Should I use virtualenv or Docker containers with Python?

16 Jan 2019

What if you have two different projects on your machine that require two different versions of the same package with python? Normally in languages such as NodeJS or PHP this is not a problem you just write npm install --save <package> and it will install it in the node_modules/ directory in your project folder, but can the same thing be done with Python?

Python install packages with interpreter

When you install a package using pip it will install the dependency together with your interpreter, this means that if you have Python installed on your system and multiple different projects, each project will install all their dependencies together with every other project. Ouch, right?

You will run into this issue fairly quick with Python, but don’t worry there’s solutions to this!

Use Virtualenv for project specific interpreters

virtualenv (pip install virtualenv) is a tool that allow you to create a new python interpreter that is specific for your own project. This means that when pip install any dependency it will do so only for the project specific interpreter, not for the system wide on that is shared on the whole machine.

To use virtualenv you simply use the following commands:

# Install it system wide so it can be used anywhere.
pip install virtualenv
# Use virtualenv to setup a new interpreter within the envs/ folder
virtualenv --python=python3.6 envs
# Activate the new virtualenv
source ./envs/bin/activate

Note that if you’re on Windows you cannot use the source command. Instead you will have to run the .bat file at ./envs/Scripts/activate.bat

So what happens when you activate the virtualenv? It’s very simple really, all it does is overriding your system’s PATH environment variable to point the python binary to this new envs/ folder.

You can test this in MacOS or Linux by typing which python before and after you activate your environment to see which binary the python command is using. When you’re done with your virtualenv you can simply type deactivate in your terminal to get back to the original state.

Virtualenv solved a very important problem with Python, it allowed developers to isolate their python dependencies on a project basis, and prevent the dependencies from leaking between projects. It’s a core tool in python development and every programmer or software engineer that touch python code should be aware of how to use it and how it works under the hood.

The truth of the matter though is that personally, I don’t really like virtualenv. I feel like it’s a bit of a hacky way to solve this kind of issue and I prefer the way NodeJS does things by allowing you to either install things globally, or locally with their package manager.

You probably ended up on this article by searching on this topic, and that by itself illustrates that it’s not as intuitive for developers as it should be, and especially not as intuitive as some other package managers for other languages.

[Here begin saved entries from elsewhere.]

PR #119, opened 2024-05-10
Pass buildOptionsMatrix to each target

giginet:
Fix the issue that `buildOptionsMatrix` sometimes doesn't work for the specific target.

## Description

Scipio generates `PIF` for each package. Each target in the package uses the same PIF. However, `PIFGenerator` doesn't refer to the matrix, so target settings were applied for all targets in the same package.

This PR fixes this issue to refer to the matrix in generating the PIF phase.


giuk-jung (approved):
> This PR fixes this issue to refer to the matrix in generating the PIF phase.

LGTM, I've confirmed that the code has been modified to generate the correct PIF.

PR #120, opened 2024-05-15
Support strict-concurrency

giginet:
Enable `strict-concurrency` flag for each target.

### DIFF
--- a/Package.swift
+++ b/Package.swift
@@ -1,8 +1,13 @@
-// swift-tools-version: 5.6
+// swift-tools-version: 5.10
 // The swift-tools-version declares the minimum version of Swift required to build this package.
 
 import PackageDescription
 import Foundation
+
+let swiftSettings: [SwiftSetting] = [
+    .enableExperimentalFeature("StrictConcurrency"),
+    .unsafeFlags(["-strict-concurrency=complete"]),
+]
 
 let package = Package(
     name: "Scipio",
@@ -28,21 +33,24 @@ let package = Package(
                  from: "1.0.4"),
         .package(url: "https://github.com/apple/swift-argument-parser.git",
                  from: "1.1.0"),
-        .package(url: "https://github.com/apple/swift-algorithms.git", 
+        .package(url: "https://github.com/apple/swift-algorithms.git",
                  from: "1.0.0"),
         .package(url: "https://github.com/onevcat/Rainbow",
                  .upToNextMinor(from: "4.0.1")),
-        .package(url: "https://github.com/soto-project/soto-codegenerator", 
+        .package(url: "https://github.com/soto-project/soto-codegenerator",
                  from: "0.6.0"),
-        .package(url: "https://github.com/soto-project/soto-core.git", 
+        .package(url: "https://github.com/soto-project/soto-core.git",
                  from: "6.4.0"),
     ],
     targets: [
-        .executableTarget(name: "scipio",
-                          dependencies: [
-                            .target(name: "ScipioKit"),
-                            .product(name: "ArgumentParser", package: "swift-argument-parser"),
-                          ]),
+        .executableTarget(
+            name: "scipio",
+            dependencies: [
+                .target(name: "ScipioKit"),
+                .product(name: "ArgumentParser", package: "swift-argument-parser"),
+            ],
+            swiftSettings: swiftSettings
+        ),
         .target(
             name: "ScipioKit",
             dependencies: [
@@ -53,12 +61,13 @@ let package = Package(
                 .product(name: "Algorithms", package: "swift-algorithms"),
                 .product(name: "Rainbow", package: "Rainbow"),
             ],
+            swiftSettings: swiftSettings,
             plugins: [
                 .plugin(name: "GenerateScipioVersion")
             ]
         ),
         .plugin(
-            name: "GenerateScipioVersion", 
+            name: "GenerateScipioVersion",
             capability: .buildTool()
         ),
         .target(
@@ -88,7 +97,7 @@ let isDevelopment = ProcessInfo.processInfo.environment["SCIPIO_DEVELOPMENT"] ==
 
 // swift-docs is not needed for package users
 if isDevelopment {
-    package.dependencies += [ 
+    package.dependencies += [
         .package(url: "https://github.com/apple/swift-docc-plugin", from: "1.3.0"),
     ]
 }
--- a/Package.swift
+++ b/Package.swift
@@ -12,7 +12,7 @@ let swiftSettings: [SwiftSetting] = [
 let package = Package(
     name: "Scipio",
     platforms: [
-        .macOS(.v12),
+        .macOS(.v13),
     ],
     products: [
         .executable(name: "scipio",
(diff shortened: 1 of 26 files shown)


Package.swift
```diff
@@ -1,9 +1,14 @@
-// swift-tools-version: 5.6
+// swift-tools-version: 5.10
 // The swift-tools-version declares the minimum version of Swift required to build this package.
 
 import PackageDescription
 import Foundation
 
+let swiftSettings: [SwiftSetting] = [
+    .enableExperimentalFeature("StrictConcurrency"),
+    .unsafeFlags(["-strict-concurrency=complete"]),
```
mtj0928, line 9: I'm not sure, but is the unsafeFlags necessary?

Sources/ScipioKit/Logger.swift
```diff
@@ -68,26 +68,26 @@ struct ScipioLogHandler: LogHandler {
...
-    switch diagnostics.severity {
-    case .error:
-        logger.error("\(diagnostics.message)")
-    case .warning:
-        logger.warning("\(diagnostics.message)")
-    case .info:
-        logger.info("\(diagnostics.message)")
-    case .debug:
-        logger.debug("\(diagnostics.message)")
+func generateObservabilitySystem() -> ObservabilitySystem {
```
mtj0928, line 80: `generate` is a bit unnatural on Swift language for making an instance.
And I doubt this function should be located at global level.

How about this?
```swift
extension ObservabilitySystem {
    static func makeForScipio() -> ObservabilitySystem {
        Observability { .... }
    }
}
```

Sources/ScipioKit/Producer/Cache/CacheSystem.swift
```diff
@@ -148,28 +148,37 @@ struct CacheSystem {
...
     func cacheFrameworks(_ targets: Set<CacheTarget>) async {
         let chunked = targets.chunks(ofCount: storage?.paralellNumber ?? CacheSystem.defaultParalellNumber)
 
         for chunk in chunked {
             await withTaskGroup(of: Void.self) { group in
                 for target in chunk {
+                    let context = TaskContext(
+                        outputDirectory: outputDirectory,
+                        frameworkName: target.buildProduct.frameworkName
+                    )
```
mtj0928, line 176: Is this context required?
`URL` and `CacheTarget` are Sendable, so I think we can directory use them in `addTask`.

Tests/ScipioKitTests/RunnerTests.swift
```diff
@@ -297,7 +300,7 @@ final class RunnerTests: XCTestCase {
         XCTAssertTrue(fileManager.fileExists(atPath: storageDir.appendingPathComponent("ScipioTesting").path))
 
         addTeardownBlock {
-            try self.fileManager.removeItem(at: storageDir)
+            try FileManager.default.removeItem(at: storageDir)
```
mtj0928, line 303:
```swift
addTeardownBlock { [fileManager] in 
    try fileManager.removeItem(at: storageDir)
}
```

Package.swift
giginet: Yes, I also thought it's fine only with `ExperimentalFeature` but it seems to need the `unsafeFlags` too.

Sources/ScipioKit/Logger.swift
giginet: It's a bit in-convenient because callers must imports `Basics` module. It sometimes occurs conflicts of some symbols.

Then I renamed it to `makeObservabilitySystem`

Tests/ScipioKitTests/RunnerTests.swift
giginet: I tried this, but `FileManager` is a non-sendable class, so we can't capture them for the `@Sendable` closures.

Sources/ScipioKit/Producer/Cache/CacheSystem.swift
```diff
@@ -159,26 +159,19 @@ struct CacheSystem: Sendable {
...
         let chunked = targets.chunks(ofCount: storage?.paralellNumber ?? CacheSystem.defaultParalellNumber)
 
         for chunk in chunked {
             await withTaskGroup(of: Void.self) { group in
                 for target in chunk {
-                    let context = TaskContext(
-                        outputDirectory: outputDirectory,
-                        frameworkName: target.buildProduct.frameworkName
-                    )
+                    let outputDirectory = outputDirectory
```
mtj0928, line 168: This local variable definition is meaningless./

Sources/ScipioKit/Producer/FrameworkProducer.swift
```diff
@@ -170,45 +167,55 @@ struct FrameworkProducer {
...
+        func restore(
+            target: CacheSystem.CacheTarget,
+            cacheSystem: CacheSystem
+        ) async throws -> Bool {
+            let product = target.buildProduct
+            let frameworkName = product.frameworkName
+            let outputPath = outputDir.appendingPathComponent(product.frameworkName)
+            let exists = fileSystem.exists(outputPath.absolutePath)
+
+            if cacheMode.isConsumingCacheEnabled {
```
mtj0928, line 186: This comment is out of scope of this PR, but an early return is better in this case.
```swift
if !cacheMode.isConsumingCacheEnabled {
    return false
}

let expectedCacheKey = try await cacheSystem.calculateCacheKey(of: target)
// ...
```

(Please address this comment in another PR.)

Tests/ScipioKitTests/RunnerTests.swift
mtj0928: Hmm...
The current code is inconsistent, because there are similar code, `FileManager.default` and `fileManager`, in the test code. 
And more, the test code depends on the assumption that `fileManger` is `FileManager.default`, and it should be avoided.

There are three options.
1. Replace all `fileManager` with `FileManager.default`.
2. Stop using `addTeardownBlock` and use just `defer` for the clean up.
3. Add `unchecked Sendable` to the closure. This is test codes, so I expect there are no major issues related to data races. (However, we should not use it as much as possible). 

What do you think?

Sources/ScipioKit/Producer/PIF/BuildParametersGenerator.swift
```diff
@@ -3,8 +3,8 @@ import TSCBasic
 import XCBuildSupport
 import SPMBuildCore
 
-struct XCBBuildParameters: Encodable {
-    struct RunDestination: Encodable {
+struct XCBBuildParameters: Encodable, Sendable {
```
giuk-jung, line 6: Just a question: what was the reason for adding `Sendable`?

giuk-jung (approved):
LGTM. I've reviewed what I can.

Sources/ScipioKit/Producer/PIF/BuildParametersGenerator.swift
giginet: I don't remember the details, but it's used somewhere.

This struct is not public and struct. So it may be `Sendable` implicitly, so we might not specify this protocol.

Tests/ScipioKitTests/RunnerTests.swift
giginet: In final, I removed `defer` / `addTeardownBlock` for these cases.
It's enough to call on the bottom of methods.

mtj0928 (approved):

mtj0928 (approved):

My preferred way to handle this issue? With Docker containers!

Use Docker to isolate Python dependencies

Docker is my absolutely favorite tool that I’ve added to my arsenal the last few years. No matter what type of project I work on it comes handy and it has both improved my development environment, and my deployment process by a lot.

This article is not a in depth guide of Docker, but what is Docker used for? Its used to containerize your application which also allows you to run your application’s container side by side with other containers or applications, while keeping the code between the containers completely isolated from each other.

Each container can be thought of its own machine with its own OS and file system. What this means for us as Python developers, is that we don’t mind installing our packages “globally” anymore, because the container will only be used for our specific application. We will never run 2 different applications inside 1 container that might have different dependency requirements.

Remember what the goal of Virtualenv was? It was to isolate dependencies between different applications or projects. This is exactly what Containers allow you to do as well, but on an even larger scale than just having different python interpreters.

Should I use Docker and Virtualenv together?

One of my top answers on Stackoverflow has been on a question from a developer who’s asking if he should be using virtualenv inside his Docker image and container. This idea probably comes from that he is so used to using virtual environments in his Python project so that now when he’s transitioning to Docker he want to keep doing things the way he’s used to.

The question that he should ask himself though is why he wants to do this. What is the goal of Virtualenv and what is the goal of Containers? When you spend a few moments thinking about this you realize that the whole point of using virtualenv is already covered by using containers.

If you decide to use virtualenv to create a copy of the system interpreter within your Docker container, it will not achieve anything at all, the final result will be exactly the same as if you were not using it. The dependencies are just as much, or as little, isolated from other applications after you used it as before you did.

It will also complicate your code. Other developers might come to your project later and be confused of why it’s using “two layers” of dependency isolation. Keep things simple and stick to one of these options!

Personally I prefer the Docker way because I feel like it gives so much more value to me than just isolating python packages. I also feel like it’s a “non-hacky” way to solve this issue.